## AIM OF THE TASK:
The reply should return the data in full, exactly as written.

## SUPPLIED DATA:
PR #522, opened 2016-05-27
feat(spellcheck): let user ignore word for edit session

petrjasek:
it keeps a list in memory per item and resets it when an item is closed.

SD-2151


akintolga:
:+1:

mdhaman:
:+1:

PR #523, opened 2016-05-30
content profiles (SD-3871)

gbbr:
**Demo**:
See [video](https://youtu.be/pKhN8vYiAgs) for details.

**Fixes issues**:
[SD-3871](https://dev.sourcefabric.org/browse/SD-3871) - Create a content profile
[SD-3894](https://dev.sourcefabric.org/browse/SD-3894) - Edit a content profile

It also fixes the front-end part of [SD-3895](https://dev.sourcefabric.org/browse/SD-3895) (Delete a content profile) and part of [SD-3896](https://dev.sourcefabric.org/browse/SD-3896) (Manage content profile fields).

### DIFF
--- a/scripts/superdesk-workspace/content/views/profile-settings.html
+++ b/scripts/superdesk-workspace/content/views/profile-settings.html
@@ -3,21 +3,23 @@
         <div class="header">
             <h2 translate>Content Profiles</h2>
 
-            <button id="add-new-content-profile" class="btn btn-info pull-right"
-                ng-click="ctrl.create()"
-                ng-disabled="true">
+            <button id="add-new-content-profile" class="btn btn-info pull-right" ng-click="ctrl.toggleCreate()">
                 <i class="icon-plus-sign icon-white"></i> {{ :: 'Add New Content Profile' | translate }}
             </button>
         </div>
 
-        <div class="content desk-settings">
+        <div class="content profile-settings desk-settings">
             <div class="flex-grid box wrap-items small-2 medium-4 large-6">
                 <div class="flex-item card-box"
-                    ng-repeat="type in ctrl.types | orderBy: 'label' track by type._id"
+                    ng-click="ctrl.toggleEdit(type)"
+                    ng-repeat="type in ctrl.items | orderBy: 'label' track by type._id"
                     ng-class="{inactive: !type.enabled}">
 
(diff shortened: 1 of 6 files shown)


scripts/superdesk-workspace/content/views/profile-settings.html
```diff
@@ -1,40 +1,103 @@
 <div sd-settings-view>
-    <div class="split-content">
-        <div class="header">
-            <h2 translate>Content Profiles</h2>
+	<div class="split-content">
```
vied12: we used to indent with spaces

ahilles107:
I like PR's with video! One question - why we can't edit profile properties when we create new one (another click on edit is require)? It's not so intuitive for user.

scripts/superdesk-workspace/content/views/schema-editor.html
```diff
@@ -0,0 +1,24 @@
+<div class="schema-editor">
```
vied12: Same here, it would be better to use spaces for indentation

gbbr:
@ahilles107 Yes, this was the same point brought up by @fritzSF - we would have to do this as a follow up and re-think the specs and workflow a bit. Currently the user must first create a profile before he is able to edit the fields. This is because (according to the issue description) when a user wants to create a new profile he should specify _Title_ and _Description_ only. Afterwards, the server decides what fields to pre-populate the profile with as a default, which are then returned to the client. Basically the client is not aware of the fields on a content profile before it is created.

One suggestion @fritzSF had was to replace the "Save" button on the creation form with a "Next", which will automatically open the editing form after creation and providing a better user experience which is closer to yours and his suggestion.

I hope this clarifies your question a bit. I recommend that we do this as a follow up though, because it is a bit out of scope for this sprint.

gbbr:
@vied12 addressed

scripts/superdesk-workspace/content/views/schema-editor.html
gbbr: I replaced all tabs with 4 spaces.

ahilles107:
I totally agree with @fritzSF idea about "next" button. It would solve that issue. Follow up sounds good - but please make sure that it will not end in backlog and live there till end of jiira.

petrjasek:
:+1:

## SOLUTION TO THE EXERCISE:
PR #522, opened 2016-05-27
feat(spellcheck): let user ignore word for edit session

petrjasek:
it keeps a list in memory per item and resets it when an item is closed.

SD-2151


akintolga:
:+1:

mdhaman:
:+1:

PR #523, opened 2016-05-30
content profiles (SD-3871)

gbbr:
**Demo**:
See [video](https://youtu.be/pKhN8vYiAgs) for details.

**Fixes issues**:
[SD-3871](https://dev.sourcefabric.org/browse/SD-3871) - Create a content profile
[SD-3894](https://dev.sourcefabric.org/browse/SD-3894) - Edit a content profile

It also fixes the front-end part of [SD-3895](https://dev.sourcefabric.org/browse/SD-3895) (Delete a content profile) and part of [SD-3896](https://dev.sourcefabric.org/browse/SD-3896) (Manage content profile fields).

### DIFF
--- a/scripts/superdesk-workspace/content/views/profile-settings.html
+++ b/scripts/superdesk-workspace/content/views/profile-settings.html
@@ -3,21 +3,23 @@
         <div class="header">
             <h2 translate>Content Profiles</h2>
 
-            <button id="add-new-content-profile" class="btn btn-info pull-right"
-                ng-click="ctrl.create()"
-                ng-disabled="true">
+            <button id="add-new-content-profile" class="btn btn-info pull-right" ng-click="ctrl.toggleCreate()">
                 <i class="icon-plus-sign icon-white"></i> {{ :: 'Add New Content Profile' | translate }}
             </button>
         </div>
 
-        <div class="content desk-settings">
+        <div class="content profile-settings desk-settings">
             <div class="flex-grid box wrap-items small-2 medium-4 large-6">
                 <div class="flex-item card-box"
-                    ng-repeat="type in ctrl.types | orderBy: 'label' track by type._id"
+                    ng-click="ctrl.toggleEdit(type)"
+                    ng-repeat="type in ctrl.items | orderBy: 'label' track by type._id"
                     ng-class="{inactive: !type.enabled}">
 
(diff shortened: 1 of 6 files shown)


scripts/superdesk-workspace/content/views/profile-settings.html
```diff
@@ -1,40 +1,103 @@
 <div sd-settings-view>
-    <div class="split-content">
-        <div class="header">
-            <h2 translate>Content Profiles</h2>
+	<div class="split-content">
```
vied12: we used to indent with spaces

ahilles107:
I like PR's with video! One question - why we can't edit profile properties when we create new one (another click on edit is require)? It's not so intuitive for user.

scripts/superdesk-workspace/content/views/schema-editor.html
```diff
@@ -0,0 +1,24 @@
+<div class="schema-editor">
```
vied12: Same here, it would be better to use spaces for indentation

gbbr:
@ahilles107 Yes, this was the same point brought up by @fritzSF - we would have to do this as a follow up and re-think the specs and workflow a bit. Currently the user must first create a profile before he is able to edit the fields. This is because (according to the issue description) when a user wants to create a new profile he should specify _Title_ and _Description_ only. Afterwards, the server decides what fields to pre-populate the profile with as a default, which are then returned to the client. Basically the client is not aware of the fields on a content profile before it is created.

One suggestion @fritzSF had was to replace the "Save" button on the creation form with a "Next", which will automatically open the editing form after creation and providing a better user experience which is closer to yours and his suggestion.

I hope this clarifies your question a bit. I recommend that we do this as a follow up though, because it is a bit out of scope for this sprint.

gbbr:
@vied12 addressed

scripts/superdesk-workspace/content/views/schema-editor.html
gbbr: I replaced all tabs with 4 spaces.

ahilles107:
I totally agree with @fritzSF idea about "next" button. It would solve that issue. Follow up sounds good - but please make sure that it will not end in backlog and live there till end of jiira.

petrjasek:
:+1:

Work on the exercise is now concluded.